Foi devido a esta preocupação com a descoberta dos tempos certos para as acções que os Chineses desenvolveram diversos sistemas para a descoberta dos “tempos auspiciosos” para os diversos tipos de actividade. A multiplicidade desses sistemas foi tal que o imperador Qian Long (1736-1795) encarregou um grupo de sábios de organizarem um sistema unificado, que é o que ainda hoje é seguido no Tong Shu. Apesar da natural tentação de se ver o almanaque chinês como uma mera crença popular, ele é, na verdade, sustentado por todo um trabalho de reflexão filosófica e de compreensão da realidade.

Os Chineses preocuparam-se mais com a harmonização das suas próprias acções com os ritmos naturais. Preferiram olhar a realidade tal como ela é (ou melhor, tal como ela própria se apresenta), sem tentar decompô-la. Ao passo que no Ocidente primeiro estabeleceram-se os princípios metafísicos e, num segundo passo, procurou-se analisar a realidade à luz desses mesmos princípios.

O Tong Shu ainda goza de um merecido prestígio e tem o seu lugar garantido num pedestal próprio. É insubstituível e, por isso, continua a ser reeditado anualmente.

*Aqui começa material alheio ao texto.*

PR #1115, opened 2016-01-11
Robot name

jcurlee:


jcurlee:
need to fix some things pointed out by hound... closing until that is complete.

PR #1116, opened 2016-01-11
Robot name

jcurlee:


robot_name/robot_name.rb
```diff
@@ -7,26 +7,44 @@ class Robot
 
   def initialize(args = {})
     @@registry ||= []
-    @name_generator = args[:name_generator]
+    @name = generate_name(args[:name])
```
djkotowski: What if I want to add a custom name generator?

robot_name/robot_name.rb
```diff
@@ -7,26 +7,44 @@ class Robot
...
+    @@registry.include?(robot_name) ? false : true
+  end
+
+  def generate_char
+    ('A'..'Z').to_a.sample(2).join
+  end
+
+  def generate_num
+    prng = Random.new
+    prng.rand(100..999)
```
djkotowski: This doesn't have the same effect, as it doesn't support numbers 000-099.

robot_name/robot_name.rb
```diff
@@ -7,26 +7,44 @@ class Robot
...
+      robot_name
     else
-      generate_char = -> { ('A'..'Z').to_a.sample }
-      generate_num = -> { rand(10) }
+      generate_name
+    end
+  end
 
-      @name = "#{generate_char.call}#{generate_char.call}#{generate_num.call}#{generate_num.call}#{generate_num.call}"
+  def valid_name?(robot_name)
```
djkotowski: Predicate methods shouldn't raise errors.  They should just respond `true` or `false`.

robot_name/robot_name.rb
```diff
@@ -7,26 +7,44 @@ class Robot
 
   def initialize(args = {})
     @@registry ||= []
```
djkotowski: Avoid the use of class variables.  Prefer [class instance variables](http://stackoverflow.com/questions/3802540/difference-between-class-variables-and-class-instance-variables) (which are separate from object instance variables).

robot_name/robot_name.rb
```diff
@@ -7,26 +7,44 @@ class Robot
...
 
-    if @name_generator
-      @name = @name_generator.call
+    if valid_name?(robot_name)
+      @@registry << robot_name
+      robot_name
     else
-      generate_char = -> { ('A'..'Z').to_a.sample }
-      generate_num = -> { rand(10) }
+      generate_name
```
djkotowski: Do we want to generate a new name even if we provide a custom, invalid one?

djkotowski:
Nice iteration.  Take a look at the comments and refactor where necessary.  Let me know if you have any questions.

robot_name/robot_name.rb
jcurlee: @djkotowski Won't this negate the purpose of registry (each robot instance would have its own unique registry and checking against it would fail)? Would it be better to handle registry as a separate class?

djkotowski: You could do a separate class, but a class instance variable would be class instance-scoped, not object-scoped.  Take a look at the link above to see what I mean.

Paralelamente, têm vindo a surgir nas últimas décadas, em número crescente, versões mais populares do Tong Shu, em que o conteúdo principal são as previsões para os 12 signos, à semelhança do que se faz no Ocidente com os 12 signos da astrologia ocidental. Diga-se de passagem que os 12 signos astrológicos não são mencionados no Tong Shu, que apenas se refere aos 12 ramos terrestres (cada ramo terrestre corresponde a um signo).

O tempo é pois uma preocupação central da tradição chinesa. Mas o espaço tem o seu lugar próprio, e igualmente desenvolvido, noutra tradição, o feng shui, que nos dias de hoje conhece no Ocidente uma divulgação sem precedente.

Ao contrário do que muitos (incluindo chineses) pensam, o ano astrológico chinês não começa no dia da festividade do ano novo lunar. É que os astrólogos não seguem o calendário lunar, baseado nas lunações, mas sim um calendário solar, o Calendário do Agricultor, que se diz ter sido criado na longínqua dinastia Xia. Segundo esse calendário, o ano começa no dia 4 de Fevereiro, dia do Li Chun (isto é, do estabelecimento da Primavera). Nesse mesmo dia começa o mês do Tigre.

O ano que começa a 4 de Fevereiro de 2009 é definido pelo caule celeste ji (que corresponde ao elemento Terra na modalidade yin) e pelo ramo terrestre chou (que corresponde ao signo do Búfalo, que, por natureza, também pertence ao elemento Terra). Trata-se pois de um ano jichou, do signo do Búfalo e do elemento Terra.